Véra Nikolski impute d’ailleurs l’oubli du « poids de la biologie comme l’importance du progrès technique » à ce « moment historique qui a arraché les êtres humains au déterminisme naturel au point de naturaliser la technologie ». Car une attention scrupuleuse portée aux avancées technico-scientifiques permet de rendre visible l’étroite dépendance de l’amélioration de la condition féminine à ce « progrès » technico-scientifique. Attention qui implique que l’on regarde la condamnation de l’anthropocène, facteur de destruction de l’environnement, comme la faille permettant un retour du refoulé, cette force physique redevenue l’aune à laquelle sont évaluées les personnes. Les butées du réel et de la nature « se remettraient à exister puissamment si les conditions matérielles qui nous en coupent étaient abolies, ou même ébranlées », ce qui confronterait les femmes au réel de leur moindre force physique, réel qui serait à la racine de leur asservissement.
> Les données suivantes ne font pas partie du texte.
PR #4259, opened 2025-03-23
[CALCITE-4708] Infer generic Collections field type with ReflectiveSchema

a-simeshin:
Infer list generic type while Table instance is created at ReflectiveSchema class

### DIFF
--- a/core/src/main/java/org/apache/calcite/adapter/java/ReflectiveSchema.java
+++ b/core/src/main/java/org/apache/calcite/adapter/java/ReflectiveSchema.java
@@ -61,6 +61,7 @@ import java.lang.reflect.Constructor;
 import java.lang.reflect.Field;
 import java.lang.reflect.InvocationTargetException;
 import java.lang.reflect.Method;
+import java.lang.reflect.ParameterizedType;
 import java.lang.reflect.Type;
 import java.util.Collection;
 import java.util.Collections;
@@ -194,7 +195,7 @@ public class ReflectiveSchema
   /** Returns a table based on a particular field of this schema. If the
    * field is not of the right type to be a relation, returns null. */
   private <T> @Nullable Table fieldRelation(final Field field) {
-    final Type elementType = getElementType(field.getType());
+    final Type elementType = getElementType(field);
     if (elementType == null) {
       return null;
     }
@@ -217,12 +218,17 @@ public class ReflectiveSchema
 
   /** Deduces a collection's element type;
    * same logic as {@link #toEnumerable}. */
-  private static @Nullable Type getElementType(Class<?> clazz) {
+  private static @Nullable Type getElementType(Field field) {
+    final Class<?> clazz = field.getType();
     if (clazz.isArray()) {
       return clazz.getComponentType();
     }
     if (Iterable.class.isAssignableFrom(clazz)) {
-      return Object.class;
+      try {
+        return ((ParameterizedType) field.getGenericType()).getActualTypeArguments()[0];
+      } catch (Exception ignored) {
+        return Object.class;
+      }
     }
     return null; // not a collection/array/iterable
   }
@@ -298,7 +304,7 @@ public class ReflectiveSchema
    *
    * <p>The following example instantiates a {@code FoodMart} object as a schema
    * that contains tables called {@code EMPS} and {@code DEPTS} based on the
-   * object's fields.
+   * object's fields as arrays and {@code DISCOUNTS} with {@code OFFERS} as collections.
    *
    * <blockquote><pre>
    * schemas: [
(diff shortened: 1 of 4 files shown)


core/src/test/java/org/apache/calcite/test/ReflectiveSchemaTest.java
```diff
@@ -972,4 +980,48 @@ public static class DateColumnSchema {
...
+        Arguments.of("cats_stack"),
+        Arguments.of("cats_vector"),
+        Arguments.of("cats_array_dequeue"),
+        Arguments.of("cats_hash_set"),
+        Arguments.of("cats_linked_hash_set"),
+        Arguments.of("cats_tree_set"));
+  }
+
+  /**
+   * Test that the Collections works as field of ReflectiveSchema.
```
mihaibudiu, line 1000: "Test that Collections can be used as field"

core/src/test/java/org/apache/calcite/test/ReflectiveSchemaTest.java
```diff
@@ -972,4 +980,48 @@ public static class DateColumnSchema {
...
+  @ParameterizedTest @MethodSource("collectionsSchemaFieldNames")
+  void testSelectCollectionsFieldsSchema(String fieldName) {
+    CalciteAssert.that()
+        .withSchema("s", COLLECTIONS_SCHEMA)
+        .query("select * from \"s\".\"" + fieldName + "\"")
+        .returns("name=Simba; age=2\nname=Luna; age=1\nname=Bella; age=3\n");
+  }
+
+  /**
+   * Test that the Collections works as field of ReflectiveSchema with corrects
```
mihaibudiu, line 1013: correct statistics

core/src/test/java/org/apache/calcite/test/ReflectiveSchemaTest.java
```diff
@@ -737,25 +742,28 @@ private void checkOp(CalciteAssert.AssertThat with, String fn) {
...
-            + "\n"
-            + "\n");
-    // List is implicitly converted to Enumerable
-    with.query("select * from \"s\".\"list\"")
-        .returns("\n"
-            + "\n"
-            + "\n"
-            + "\n");
+
+    final String employees = new StringBuilder()
```
mihaibudiu, line 753: why is this result different?
was the previous result wrong?

core/src/main/java/org/apache/calcite/adapter/java/ReflectiveSchema.java
```diff
@@ -320,6 +326,8 @@ private static class ReflectiveTable
    * &nbsp;
    *   Employee[] EMPS;
    *   Department[] DEPTS;
+   *   List&lt;Discount&gt; DISCOUNTS;
```
mihaibudiu, line 329: was this an omission?

a-simeshin: Im really sorry for the long inactive time.

There is a checkstyle rule and wo `&lt;` I have an error `Javadoc comment at column 11 has parse error. Missed HTML close tag 'Offer'. Sometimes it means that close tag missed for one of previous tags.`

core/src/test/java/org/apache/calcite/test/ReflectiveSchemaTest.java
a-simeshin: >why is this result different?

Before this change, ReflectiveSchema correctly determined that there were 3 records in the enumerable table, but there was no mechanism for deduce fields within in a collection type. 

The mechanism worked only for arrays, but now it works for collections, so it not only defines 3 objects in the enumerable table, but also correctly handles the selection by this table with the display of fields instead of empty strings.

Comment in the test before: 
`// Enumerable field returns 3 records with 0 fields`

>was the previous result wrong?

The previous result was correct for the implementation before the PR changes, but now the test needs to be adjusted.

core/src/test/java/org/apache/calcite/test/ReflectiveSchemaTest.java
a-simeshin: Fixed

core/src/test/java/org/apache/calcite/test/ReflectiveSchemaTest.java
a-simeshin: Fixed

mihaibudiu (commented):
Your PR title does not match the JIRA issue name.
Also, the last comment in the JIRA issue is the following, from @julianhyde 

> A lot of the confusion (including my own) is because no one knows what is supposed to work. Is there any documentation on the web site how to write a reflective schema? The PR should add (or update) documentation.

I completely agree, these changes seem to make sense on their own, but there is no spec really about what ReflectiveSchema is supposed to do (or not do). Could you find some place to document this? At the very least, this could be a large JavaDoc for the ReflectiveSchema class.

En effet, pour l’autrice, cet avantage physique a fondé et légitimé la supériorité de l’homme sur la femme, dès lors que transformer le monde par le travail agricole apparaissait répondre à une urgence dont seuls les hommes semblaient avoir la clé. La valeur attribuée à la force physique relèverait donc d’une évidence. Mais cette force physique peut aussi être destructrice, abusive, semeuse de douleurs ravageuses (les nuits de noces dans le...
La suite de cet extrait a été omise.